# hdmi kabel / grafikkarte kaputt?



## inzain (23. Juli 2010)

guten tag , ich habe folgendes problem.
habe meine pc mit ati 4850 ueber ein dvi zu hdmi adapter an meinen lg 37h3010 angeschlossen. das problem ist dass bei filmen sehr viele grüne punkte zu sehen sind.nun weiss ich nicht ob es am kabel oder an der grafikkarte liegt
danke schonmal für die hilfe.


----------



## Herbboy (23. Juli 2010)

Hast Du den PC auch mal an einen TFT angeschlossen, ob es da auch so ist? wenn es da keine Probleme gibt: hast Du mal genau den Sitz der Kabel gecheckt? Auflösung überprüft?


----------



## inzain (23. Juli 2010)

läuft ueber 22 zoll tft ... mit 0 problemen... musste nur taktraten runtersetzen da er sonst auch pixelfehler produziert..


----------



## Jever_Pilsener (23. Juli 2010)

Wenn das Kabel kaputt wäre, düfte eigentlich gar kein Bild erscheinen.
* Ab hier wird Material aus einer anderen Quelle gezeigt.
PR #539, opened 2015-08-14
Fix coverity error report on linux-micro/console.

glima:
Also fix dangling usage of a variable.


glima:
@vcgomes, I almost split them, but being so small, I retreated. Merging, then. Thanks.

PR #540, opened 2015-08-14
IIO Address

edersondisouza:
A tentative to address iio devices other than its id. Accepting name, absolute path on sysfs and for i2c, a relative path or even instructions to create the device.
I'm specially concerned about the instructions: it's a relative simple comma-separated string, that I started using for tests and survived to final form of this patch, reason: not sure what other format use (json?) that kept things simple. Last commit on this series (the one which changes the node) have examples of strings on its message. It's simple, but you, strings...


edersondisouza:
#567

PR #545, opened 2015-08-14
Add USE_ICU

cmarcelo:
First patch is kind of independent, but touches the string module, so it's here.

I'm not sure `USE_ICU` is in the right place, though.

@glima @dorileo @ibriano thoughts?

Glima told me the replace functions are implemented in a separate C file because they have a different license from the rest of the project. Otherwise we would probably inline them in `string-ascii.c` and `string-icu.c`.


cmarcelo:
Removed the redundant inclusion of `unicode/uchar.h` and rebased.

Applied in 4157352c84a2d2b8e9a13e8981f5c27c47ceac97 and parent.

PR #547, opened 2015-08-14
Add Contiki demo application

zehortigoza:


src/samples/flow/contiki-demo/contiki-demo.fbp
```diff
@@ -0,0 +1,60 @@
...
+# This is a trash disposer that was write to show Soletta working on a board
+# running Contiki.
+# The behavior here is pretty simple, you press the button it make the servo
+# motors to spin 180 degrees, causing the trash being thrown away, after
+# 3 seconds it return to the initial position.
+
+base_servo(servo-motor/controller:chip=0,duty_cycle_range=min:1000|max:2000,period=20000,pin=0)
+top_servo(servo-motor/controller:chip=0,duty_cycle_range=min:1000|max:2000,period=20000,pin=1)
+button(gpio/reader:active_low=false,edge_falling=true,edge_rising=true,pin=15)
+led(gpio/writer:active_low=false,pin=16)
```
barbieri: IMO we should have this file not named after contiki, just have a contiki+board ".conf" file and make it also run on desktop with another conffile using gtk and we may provide one for galileo+linux using some of our reference sensors.

Then we have one more test to show ".conf" capabilities.

What we could do, and here @dorileo may be of help, is to get this to be converted to C and compiled only if a certain ".conf" exists.

Say we declare a `BOARD_CONFFILE` in our Kconfig and Makefile. This FBP->C would rely on existence of `BOARD_CONFFILE` in the FBP source directory (if relative) or an absolute path. If that conffile doesn't exist, this sample is skipped.

This allow this test to be compiled and tested on other OS and boards such as Galileo with Groove Starter Kit.

src/samples/flow/contiki-demo/contiki-demo.fbp
```diff
@@ -0,0 +1,60 @@
...
+button_active OUT -> IN _(converter/empty-to-int:output_value=2000) OUT -> DUTY_CYCLE base_servo
+button_active OUT -> IN _(converter/empty-to-int:output_value=2000) OUT -> DUTY_CYCLE top_servo
+button_active OUT -> IN _(converter/empty-to-boolean:output_value=true) OUT -> ENABLED timer_reset
+button OUT -> IN _(boolean/filter) TRUE -> IN led
+
+# after 3 seconds of button pressed
+timer_reset OUT -> IN _(converter/empty-to-int:output_value=1000) OUT -> DUTY_CYCLE base_servo
+timer_reset OUT -> IN _(converter/empty-to-int:output_value=1000) OUT -> DUTY_CYCLE top_servo
+timer_reset OUT -> IN _(converter/empty-to-boolean:output_value=false) OUT -> IN led
+timer_reset OUT -> IN _(converter/empty-to-boolean:output_value=false) OUT -> ENABLED timer_reset
```
barbieri: missing newline

zehortigoza:
New version coming, thanks all for the input.

PR #554, opened 2015-08-17
Remove get_ports_counts() from sol_flow_node_type

cmarcelo:
We know the sizes upfront and our design implies that these values won't change for an existing type, so set them sooner in a more convenient way. As a bonus, fix a longstanding TODO item.


ibriano:
Ack

cmarcelo:
Applied in 6ea341534de4a33239883bd538f84307c5748bad and parents.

Vielleicht ist es ein Firmware-Bug/Inkompatibilität zwischen den beiden Geräten.


----------



## kress (23. Juli 2010)

Also ich hab ein Wackelkontakt Kabel hier (DVI). Drücke ich es an der Graka ein bisschen nach oben hab ich viele grüne Pixel.
Mit dem anderen Kabel ist das nicht. Scheint bei der evtl das gleiche Problem zu sein.


----------



## inzain (23. Juli 2010)

das problem ist ja das wenn ich ein video abspiele diese fehler kommen...bei einem bild zb desktop sind keine fehler vorhanden.


----------



## Herbboy (23. Juli 2010)

Treiber und codecs sind aber alle aktuell?


----------



## inzain (23. Juli 2010)

catalyst 10.5 , codecs update werde ich mal probieren


----------



## inzain (25. Juli 2010)

immernoch gleiches problem....
sobald ich videos abspielen will grüne punkte , sonst 1a ..


----------



## inzain (25. Juli 2010)

problem gelöst . anscheinend kann der dvi zu hdmi adapter keine signale in 1920*1080 uebertragen. -->auflösung runtergeschraubt-->keine grünen punkte.


----------